§ Work task
Repeat every line that appears below, with nothing altered.

§ Recorded information

PR #6285, opened 2022-10-12
[chore] Consistent pattern usage for command flags

bogdandrutu:


service/collector_windows.go
```diff
@@ -59,6 +58,11 @@ func (s *windowsService) Execute(args []string, requests <-chan svc.ChangeReques
 		return false, 1501 // 1501: ERROR_EVENTLOG_CANT_START
 	}
 
+	// Parse all the flags manually.
+	if err = s.flags.Parse(args[1:]); err != nil {
+		return false, 1639 // 1639: ERROR_INVALID_COMMAND_LINE
```
jpkrohling, line 63: Is there a list of error codes somewhere?

jpkrohling (approved):
LGTM, but where are the magic numbers coming from?

service/collector_windows.go
bogdandrutu: There are some, here are the links I used:
https://efmsoft.com/what-is/amp/?code=1639

cannot find the whole list, but that is good for this.

PR #4, opened 2020-05-01
Install script

stepanstipl:


NargiT:
must be run with sudo on ubuntu

stepanstipl:
Ah, thanks for catching this. I'm just thinking about what would be preferable way then:
- Just use sudo in readme?
- Install in different path... where? (seems like `~/bin` is recommended for user binaries?, but then it's not in `$PATH`)
- The script should try to use sudo?

stepanstipl:
The install script will now try to use sudo if destination dir is not writeable, and if it won't help, it will end with a hopefully helpful error message:
```
ERROR: Target directory (/usr/local/bin) is not writable (destination can be changed using $TARGET_DIR variable)
```

PR #9, opened 2020-07-13
Added first test

david-doit-intl:
Will add Github Actions testing, this is just making sure you are ok with the flow.

### DIFF
--- a/.github/workflows/main.yaml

§ Output for this exercise
PR #6285, opened 2022-10-12
[chore] Consistent pattern usage for command flags

bogdandrutu:


service/collector_windows.go
```diff
@@ -59,6 +58,11 @@ func (s *windowsService) Execute(args []string, requests <-chan svc.ChangeReques
 		return false, 1501 // 1501: ERROR_EVENTLOG_CANT_START
 	}
 
+	// Parse all the flags manually.
+	if err = s.flags.Parse(args[1:]); err != nil {
+		return false, 1639 // 1639: ERROR_INVALID_COMMAND_LINE
```
jpkrohling, line 63: Is there a list of error codes somewhere?

jpkrohling (approved):
LGTM, but where are the magic numbers coming from?

service/collector_windows.go
bogdandrutu: There are some, here are the links I used:
https://efmsoft.com/what-is/amp/?code=1639

cannot find the whole list, but that is good for this.

PR #4, opened 2020-05-01
Install script

stepanstipl:


NargiT:
must be run with sudo on ubuntu

stepanstipl:
Ah, thanks for catching this. I'm just thinking about what would be preferable way then:
- Just use sudo in readme?
- Install in different path... where? (seems like `~/bin` is recommended for user binaries?, but then it's not in `$PATH`)
- The script should try to use sudo?

stepanstipl:
The install script will now try to use sudo if destination dir is not writeable, and if it won't help, it will end with a hopefully helpful error message:
```
ERROR: Target directory (/usr/local/bin) is not writable (destination can be changed using $TARGET_DIR variable)
```

PR #9, opened 2020-07-13
Added first test

david-doit-intl:
Will add Github Actions testing, this is just making sure you are ok with the flow.

### DIFF
--- a/.github/workflows/main.yaml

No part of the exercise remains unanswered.